- [The task]
Return only those lines of the records below in which "opened" appears.

- [Provided information]
#####

PR #237, opened 2024-10-03
Use `int` instead of `numbers.integral` in docstring

NicolasHug:
In general we want to avoid having type-annotation-like types within the docstring. Type annotations are meant to be read by a machine, not by humans, and over time they will clutter the docs.

In this instance, `int` is a more common and familiar term than `numbers.Integral`, and will help keep the doc more user-friendly. I don't believe there is any loss of accuracy keeping `int` in the docstring.

### DIFF
--- a/src/torchcodec/decoders/_video_decoder.py
+++ b/src/torchcodec/decoders/_video_decoder.py
@@ -191,7 +191,7 @@ class VideoDecoder:
         """Return frame or frames as tensors, at the given index or range.
 
         Args:
-            key(numbers.Integral or slice): The index or range of frame(s) to retrieve.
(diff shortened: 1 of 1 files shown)


ahmadsharif1:
Does `int` convey the message to the user that numpy integers are okay to pass? I believe that was @scotts intent here.

NicolasHug:
I would argue that:

- We don't need to convey that point
- `numbers.Integral` doesn't convey that point either.

I really think numpy integers are an edge case that isn't in the mind of users. I've been using numpy for 10 years and I still don't know what these numpy types are. When `int` is the documented type, users expect duck typing to prevail, and expect `int`-like objects to work.

scotts (approved):

PR #240, opened 2024-10-04
Add regular index-based sampler - part 1

NicolasHug:
This PR adds an index-based sampler that returns equally-spaced clips.
It is a partial implementation, just like the random sampler in https://github.com/pytorch/torchcodec/pull/221. In particular it is missing 2 key parts:

- The implementation of a policy to deal with edge cases when the number of available frames is smaller than what is requested by the sampler
- fast and efficient "sort and decode indices" strategy

Both these parts are left as TODO and are tracked in https://github.com/pytorch/torchcodec/issues/239. I am hoping to merge this PR *before* we tackle those, because I want to make sure the solution we come up with will satisfy both samplers (and not just the existing random sampler).


src/torchcodec/samplers/_implem.py
```diff
@@ -140,3 +140,61 @@ def clips_at_random_indices(
     random.setstate(builtin_random_state)
 
     return clips
+
+
+def clips_at_regular_indices(
+    decoder: VideoDecoder,
+    *,
+    num_clips: int = 1,
```
NicolasHug, line 148: I feel like `clips_at_regular_indices(num_clips=1)` is an anti pattern. Same with 2. Maybe we should make 3 the default, and enforce `num_clips>=3`?

I don't feel too strongly about it either way - just being pedantic.

ahmadsharif1: If this is what other libraries do we can do the same here.

I was thinking of sampling the middle of the video if num_clips=1 but that would make it slower than existing libraries

test/samplers/test_samplers.py
```diff
@@ -150,59 +165,87 @@ def test_random_sampler_randomness():
     assert builtin_random_state_start == builtin_random_state_end
 
 
-def test_random_sampler_errors():
+@pytest.mark.parametrize(
+    "num_clips, sampling_range_size",
+    (
+        # Ask for 50 clips while the sampling range is 10 frames wide
```
ahmadsharif1, line 171: Is this 50 or 10?

test/samplers/test_samplers.py
```diff
@@ -150,59 +165,87 @@ def test_random_sampler_randomness():
...
+        sampling_range_end=sampling_range_size,  # because sampling_range_start=0
+    )
+
+    assert len(clips) == num_clips
+
+    clip_starts_seconds = torch.tensor([clip.pts_seconds[0] for clip in clips])
+    assert len(torch.unique(clip_starts_seconds)) == sampling_range_size
+
+    # Assert clips starts are ordered, i.e. the start indices don't just "wrap
+    # around". They're duplicated *and* ordered.
```
ahmadsharif1, line 195: Mention reason for not wrapping around?

ahmadsharif1 (approved):

src/torchcodec/samplers/_implem.py
NicolasHug: OK. Other libs allow `num_clips=1`. Let's revisit if needed

test/samplers/test_samplers.py
NicolasHug: There's no particular reason honestly, it's just an assertion of the behavior of `torch.linspace`. I'll add a comment near the Note to clarify that this is somewhat arbitrary.

PR #241, opened 2024-10-04
Samplers: add support for edge-case policies

NicolasHug:
This PR addresses the first big item in https://github.com/pytorch/torchcodec/issues/239, namely: support a "policy" to apply when the sampler tries to sample a frame beyond the end of the video.  We don't automatically error anymore, which leads to more flexibility. As discussed offline, the available policies are "repeat_last", "wrap", and "error".

Important points:

- I factorized the samplers into this `_abtract_sampler()` helper function. The only difference between the 2 samplers is the call to `torch.randint` vs `torch.linspace`, and I wanted to make that clear.
- The different policies are implemented as well-defined Python function. This leaves the door open for us to let the user define their own policies by providing a function, should we want to in the future.
- The crux of this PR is the `_build_all_clips_indices()` function. It's simple, but it does a lot of things. Look at it carefully.
- The other important part is the `_decode_all_clips_indices()` function, which we plan to re-write in a much more efficient way, with a C++ core.

Note: This PR is already complex enough, so I have *not* implemented the  "try to reduce `num_indices_between_frames`" strategy that I originally suggested https://github.com/pytorch/torchcodec/pull/221#discussion_r1773127663. This is orthogonal to the policies implemented here, so can revisit later if we want it.


src/torchcodec/samplers/_implem.py
```diff
@@ -74,130 +78,215 @@ def _get_clip_span(*, num_indices_between_frames, num_frames_per_clip):
...
+    kind: Literal["random", "regular"],
     decoder: VideoDecoder,
     *,
     num_clips: int = 1,
     num_frames_per_clip: int = 1,
     num_indices_between_frames: int = 1,
     sampling_range_start: int = 0,
     sampling_range_end: Optional[int] = None,  # interval is [start, end).
+    # Important note: sampling_range_end defines the upper bound of where a clip
+    # can *start*, not where a clip can end.
```
NicolasHug, line 192: Why?
Because if `sampling_range_end` define the upper bound of where a clip can *end*, then the last few frames in that sampling range will *always* have a lower probability of being sampled. I.e. we would always be in this scenario that this comment pointed out https://github.com/pytorch/torchcodec/pull/221#discussion_r1773371164.

If sampling_range_end` define the upper bound of where a clip can *end*, then technically, there really there is no need for a `policy`. Hope that makes sense.

scotts: Almost entirely agreed, but the wrinkle is that even if we defined `sampling_range_end` to be the end of a clip, we'd still need a policy unless we also defined `len(decoder)` as the default last possible frame for the end of a clip. If we did that for both, we'd also ensure only whole clips.

Agreed that this is the right approach. We'll need to document carefully. :) I also think there's no way around needing to document carefully; whatever behavior we choose will end up with subtle behavior.

src/torchcodec/samplers/_implem.py
```diff
@@ -74,130 +88,211 @@ def _get_clip_span(*, num_indices_between_frames, num_frames_per_clip):
...
+    all_decoded_frames: list[Frame] = [
+        decoder.get_frame_at(index) for index in all_clips_indices
+    ]
+    all_clips: list[list[Frame]] = chunk_list(
+        all_decoded_frames, chunk_size=num_frames_per_clip
+    )
+
+    return [to_framebatch(clip) for clip in all_clips]
+
+
```
scotts, line 191: Nit: I think a better name is `_generic_sampler()`. I tend to think of things called "abstract" as defining desired behavior without an actual implementation. I think of things that are called "generic" as having an implementation is _generic_ to one or several parameters.

src/torchcodec/samplers/_implem.py
```diff
@@ -25,21 +24,36 @@ def _validate_params(
...
         )
 
+    clip_span = _get_clip_span(
+        num_indices_between_frames=num_indices_between_frames,
+        num_frames_per_clip=num_frames_per_clip,
+    )
+
     if sampling_range_end is None:
-        sampling_range_end = num_frames - clip_span + 1
+        sampling_range_end = max(num_frames_in_video - clip_span + 1, 1)
```
scotts, line 56: Based on the discussion below, shouldn't this just be `num_frames_in_video`? That is, the default last index at which a clip can start is the final frame in the video. And if we're worried that `num_frames_in_video` is not at least 1, maybe we should explicitly check for (and error?) on that?

Even if we decide line 56 is correct, I can't reconcile it and 67. There, it looks like we're making sure that `sampling_range_end` is not larger than the video itself - which makes sense to me. But there, we don't subtract off the size of a clip, but here at line 56, we do.

src/torchcodec/samplers/_implem.py
```diff
@@ -74,130 +88,211 @@ def _get_clip_span(*, num_indices_between_frames, num_frames_per_clip):
...
+
+def _decode_all_clips_indices(
+    decoder: VideoDecoder, all_clips_indices: list[int], num_frames_per_clip: int
+) -> list[FrameBatch]:
+    # This takes the list of all the frames to decode, decode all the frames,
+    # and then packs them into clips of length num_frames_per_clip.
+    # This is slow, unoptimized, and u.g.l.y. It is not meant to stay.
+    # TODO:
+    # - sort the frames to avoid backward seeks, dedup, decode, and re-organize frames.
+    # - write most of this in C++
```
NicolasHug, line 168: If you want a peek of what this will look like: https://github.com/pytorch/torchcodec/pull/245/commits/3dcbe1e4b52980fadbd8fa4a2922fecd8304c9c9

I'm leaving it for a follow-up PR to ease reviewing. Basic benchmark shows 5X speedups.

src/torchcodec/samplers/_implem.py
```diff
@@ -74,130 +88,211 @@ def _get_clip_span(*, num_indices_between_frames, num_frames_per_clip):
...
+    # frame_indices = [1, 2, 3], num_frames_per_clip = 5
+    # output = [1, 2, 3, 1, 2]
+    return (frame_indices * (num_frames_per_clip // len(frame_indices) + 1))[
+        :num_frames_per_clip
+    ]
+
+
+def _error_policy(frames_indices: list[int], num_frames_per_clip: int) -> list[int]:
+    raise ValueError(
+        "You set the 'error' policy, and the sampler tried the decode a frame "
```
scotts, line 110: `"tried the decode"` -> `"tried to decode"`

src/torchcodec/samplers/_implem.py
NicolasHug: I think the lack of documentation is making this significantly harder to review, sorry about that.

So, my reasoning is the following:

- what happens at line 56 is the default behavior. In line 67, this isn't the default behavior anymore,  `sampling_range_end` is passed by the user
- the default behavior (56) is: "automatically set the upper bound of where a clip can start to a value such that we never try to sample beyond the last frame."
- the reason this is the default behavior is because there is *no* way for users to explicitly set such value, unless they do the match of computing the `clip_span` (and we don't want them to do that).
- Now, at line 67 when the user explicitly passes `sampling_range_end`, we just make sure it doesn't go above `num_frames_in_video` to avoid errors on short videos. If we were to substract `clip_span` there, it would change the semantic of `sampling_range_end` from "upper bound of the start" to "upper bound of the end"

src/torchcodec/samplers/_implem.py
```diff
@@ -74,130 +88,211 @@ def _get_clip_span(*, num_indices_between_frames, num_frames_per_clip):
...
+    # above). When the frame indices go beyond num_frames_in_video, we force the
+    # frame indices back to valid values by applying the user's policy (wrap,
+    # repeat, etc.).
+    all_clips_indices: list[int] = []
+
+    clip_span = _get_clip_span(
+        num_indices_between_frames=num_indices_between_frames,
+        num_frames_per_clip=num_frames_per_clip,
+    )
+
```
scotts, line 148: The fact that this loop is so easy to implement - we can just call Python's `range()` directly, and how we're using our policy is obvious and still generic - makes me more confident we're doing the right thing.

src/torchcodec/samplers/_implem.py
ahmadsharif1: I was trying to prove to myself that that comment about probabilities made sense so I wrote a simple simulator:

image

It seems like the distribution is symmetric in the sense that even the start few frames have smaller chance of being selected.

I think that is because when you pick frame X you pick frame X + 1 as well, but you never pick frame -1 for example. So frames at the start also have lower chance. Note that this with with 0 dilation so that may change up things too.

I don't know if it breaks your assumptions but you can think about this.

ahmadsharif1: It may make sense to have a "slow" test with a simulator to see if the fair policy is within some threshold of an "even" distribution.

This comment isn't blocking or anything. It was mostly for my own curiosity since we don't have a closed-form mathematical expression for the probability of being selected.

NicolasHug: Ah, it's true that the first frames are also less likely to be sampled. Oh boy. I don't think we can or should do anything about that side though?

ahmadsharif1: It's kind of like how Conv1D adds padding to both sides:

https://pytorch.org/docs/stable/generated/torch.nn.Conv1d.html

NicolasHug: I did write a test to illustrate the difference of behavior depending on the value of `sampling_range_end`.

Writing an actual statistical test is challenging because in fact when `sampling_range_end=len(decoder)`, the last frames tend to be over-represented. I.e. the frames still don't follow a uniform probability, there's no distribution to check against.

test/samplers/test_samplers.py
```diff
@@ -131,6 +134,80 @@ def test_sampling_range_negative(sampler):
         assert_tensor_equal(clip.data, clips_1[0].data)
 
 
+@pytest.mark.parametrize("sampler", (clips_at_random_indices, clips_at_regular_indices))
+def test_sampling_range_default_behavior(sampler):
```
scotts, line 138: Okay, based on this comment, I think that explains the behavior I was confused about in [my comment above](https://github.com/pytorch/torchcodec/pull/241/files#r1790330006).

#####

- [Exercise response]
PR #237, opened 2024-10-03
PR #240, opened 2024-10-04
PR #241, opened 2024-10-04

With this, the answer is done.